Start of Block

Issue #73, opened 2016-02-01
Accept custom certificates


theScrabi:
Hello,

can you please make, that the app is accepting custom certificates I can't install custom certificates since my cert installer on my phone is somehow broken.

stefan-niedermann:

End of Block

# Instructions for the task
For every line above that has "certificates" in it, copy the line.

# Solution to the problem
Accept custom certificates
can you please make, that the app is accepting custom certificates I can't install custom certificates since my cert installer on my phone is somehow broken.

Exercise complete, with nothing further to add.